Algo, muy breve, he de decir del sitio en el que está tomada la fotografía. Las dos figuras que copan el primer plano se desplazan por el pavimento de la Gran Vía de Colón, ese símbolo de la pujanza de la burguesía granadina de principios del siglo XX que corta la vieja Medina como si la espada de un gigante le hubiera dejado una muesca. El fondo tiene lugar en una de esas calles empedradas que tanto abundan por los aledaños de la catedral, edificio al que pertenece la puerta enrejada. En la pared de la izquierda, por cierto, leemos una de esas pintadas que tanto proliferan en las ciudades y que sólo han podido surgir de una mentalidad cada vez más fragmentaria y permeable a la exposición mediática: Skinheads Albaicin rules ok! Me temo que esta ciudad es muy suya hasta cuando se vale del inglés.

Así pues, tres velocidades: la de quien monta en moto, la de quien pedalea y la de quien camina. Tres tiempos y seis siglos: el cambio del siglo XIX al XX en la Gran Vía, con su discreta exuberancia burguesa; el cambio del siglo XV al XVI, en la catedral, muy próxima a la Capilla Real, en la que todavía hoy se encuentran los restos de los Reyes Católicos junto a los de su hija Juana la Loca y los de Felipe el Hermoso; y el cambio del siglo XX al XXI, en el que proliferan las pintadas murales del tipo de la que vemos, mezcla del viejo fanatismo del siglo XX y del Baltimore de una ficción como The Wire. Todo eso coincidió ahí una mañana, durante una milésima de segundo de 2011, para no volver a reunirse jamás. Todo eso, también, sigue sucediendo indefinidamente a diario.

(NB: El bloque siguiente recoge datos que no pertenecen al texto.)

PR #1246, opened 2021-07-22
Temporarily disable uploading artifacts for Windows.

yav:
This seems to break the CI, we need to investigate why

### DIFF
--- a/.github/workflows/ci.yml
+++ b/.github/workflows/ci.yml
@@ -181,13 +181,15 @@ jobs:
           path: bin
           name: ${{ runner.os }}-bin
 
-      - uses: actions/upload-artifact@v2
-        if: runner.os == 'Windows'
-        with:
-          name: ${{ env.NAME }}
-          path: "cryptol.msi*"
-          if-no-files-found: error
-          retention-days: ${{ needs.config.outputs.retention-days }}
+# This is commented out because it appears to fail uploading
+# and the entire build fails.  XXX: investigate why.
+#      - uses: actions/upload-artifact@v2
+#        if: runner.os == 'Windows'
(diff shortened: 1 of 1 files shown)


atomb:
Although disabling Windows temporarily seems reasonable (though I'd like it if we can resolve it soon), the portable Docker container is something we're critically depending on. I believe the failure you saw was spurious, and would be resolved by restarting the build, given that it's been succeeding in other runs. Would you be up for reverting that part of the PR?

yav:
@atomb I am fine with re-enabling it after it is fixed.  I don't think building *ghc* on every commit is useful, as the task takes hours to finish, and we should not be doing that on every single commit.

atomb:
Just to double-check: by "fixed" do you mean "completing at all" or "completing quickly"? I ask because I think the former is already true: it should work if we just re-run it (though if that's not true, we should certainly address that).

I think it could be reasonable to tweak that workflow to run only when requested (`workflow_dispatch`), or perhaps nightly, instead of on every PR. It would also be a major improvement to cache the results of the GHC build and reuse them, rather than building it every time, but I'd prefer to have it re-enabled (at least on-demand) and make that improvement to the performance of the build afterward.

yav:
@atomb if you know how to make it cache things, or schedule it to run nightly, please do enable it.  My goal is to have the CI detect errors in commits, reliably in under 1 hour.    I don't think that the Cryptol CI is the right place to be building GHC though, at least not on every commit.

atomb:
I'd forgotten that I already had a branch set up to fix the Windows build. I'll extend it to make the portable Docker build run only on nightly builds.

PR #1247, opened 2021-07-22
Update Syntax.md

weaversa:
> changed to <

### DIFF
--- a/docs/Syntax.md
+++ b/docs/Syntax.md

Pero yo no logré captar nada de ello, sino que me fue dado. Buscando otra composición, me encontré con ésta. No me extraña ahora que la fotografía me haya sido regalada. Con ella, me han regalado también una eficaz forma de aceptar el azar. ¡Tonto de mí, que nunca sospeché que iba a convertirse en pasión tan rápidamente! He tardado muchos años en tener una cámara. Y ahora me pregunto qué andaría buscando durante todo ese tiempo.